McDonald's and Walmart help develop sustainable beef roadmap

21 August 2020

Non-profit The Nature Conservatory (TNC) has joined forces with McDonald’s and Walmart to develop a Roadmap for a Sustainable Beef System to raise supply chain standards.

The roadmap condenses scientific evidence related to beef production practices to help companies make supply chain improvements and track progress on environmental and other sustainability goals.

TNC said it partnered with the University of Minnesota to analyse McDonald’s beef and chicken supply chains and identify climate mitigation opportunities – a process which has led McDonald’s to build programmes with suppliers to meet its 31% greenhouse gas reduction goal. 

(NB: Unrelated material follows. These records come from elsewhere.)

PR #851, opened 2024-09-18
fix BM25 performance issue

zhengbuqian:
/kind improvement


src/index/sparse/sparse_inverted_index.h
```diff
@@ -613,7 +619,7 @@ class InvertedIndex : public BaseInvertedIndex<T> {
         float b;
         // row_sums is used to cache the sum of values of each row, which
         // corresponds to the document length of each doc in the BM25 formula.
-        std::unordered_map<size_t, T> row_sums;
+        std::vector<T> row_sums;
```
alexanderguzhva, line 622: Prior to the change, `row_sums` utilized `::at()` method that throws `std::out_of_range` exception in case of problems. Thus, it is needed to keep accessing elements of `std::vector`-based `rows_sums` using `::at()` method if we want to keep consistency

alexanderguzhva (changes requested):

src/index/sparse/sparse_inverted_index.h
zhengbuqian: good call!

PR #112, opened 2020-06-10
Fix user ID fetch for Linux

ginty:
When releasing an initial version of the proj command it failed miserably because the function to determine the user ID didn't work.
It did work in a debug build, but not in a release build.
The root cause is inside a whoami crate that I used and which seems to use some clib internally - i.e. not easy to debug and I would like to get rid of it.

This update transitions to a less magic approach of simply running 'whoami' and capturing the output, and it now works for the production release Linux build.

@pderouen, any chance you could look at the Windows branch of this?
Is there a similar command we could run in Windows space?

Note that one thing I discovered here is that `if cfg!(linux)` does not work, it has to be either `if cfg!(unix)` or `if cfg!(target_os="linux")`.

### DIFF
--- a/rust/origen/Cargo.lock
+++ b/rust/origen/Cargo.lock
@@ -1443,7 +1443,7 @@ dependencies = [
 
 [[package]]
 name = "origen"
-version = "2.0.0-pre0"
+version = "2.0.0-pre1"
 dependencies = [
  "built",
  "chrono",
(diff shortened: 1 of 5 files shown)


ginty:
@pderouen, are you planning to push an update for the Windows path here, or will we just go ahead and merge this?

pderouen:
This branch works as is from Windows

TNC worked with Walmart to identify opportunities and actions to improve sustainability in its beef supply.

Walmart US and Sam’s Club US, a chain of membership-only retail warehouse clubs owned by Walmart, said they plan to source fresh beef products more sustainably by 2025.

Walmart and its sister company aim to improve grazing management and soil health across 12m acres of land.

Other efforts will focus on animal welfare and responsible use of antibiotics, as well as helping suppliers improve grain sourcing and grazing management practices.

At the same time suppliers will be expected to uphold the animal welfare standards set by non-profit American Humane.

“We expect our suppliers will not tolerate animal abuse of any kind and support our position on the judicious use of antibiotics in farm animals,” said Walmart.

Suppliers will be encouraged to continuously improve their efforts to understand the entire beef production cycle and those who have a tech-enabled supply chain to measure sustainability impact at scale will be given priority.

“The infusion of modern technology may help beef suppliers measure the benefits of grazing and grain best practices, adaptively manage and offer a more accurate way to trace impact,” Walmart said.

“It can also help support beef suppliers’ efforts to better understand the environmental footprint of their supply chains, for instance using geographic and greenhouse gas indicators.”

TNC said: “Sustainability needs to be business-as-usual in the US beef industry in order to ensure long-term food production, economic security for ranchers and their communities, and a healthy environment for us all.

“Seeing some of the world’s largest purchasers of beef take proactive steps to achieve sustainability within their own supply chains signals tremendous momentum in that direction. Important strides are being made, but there’s still so much more to do.”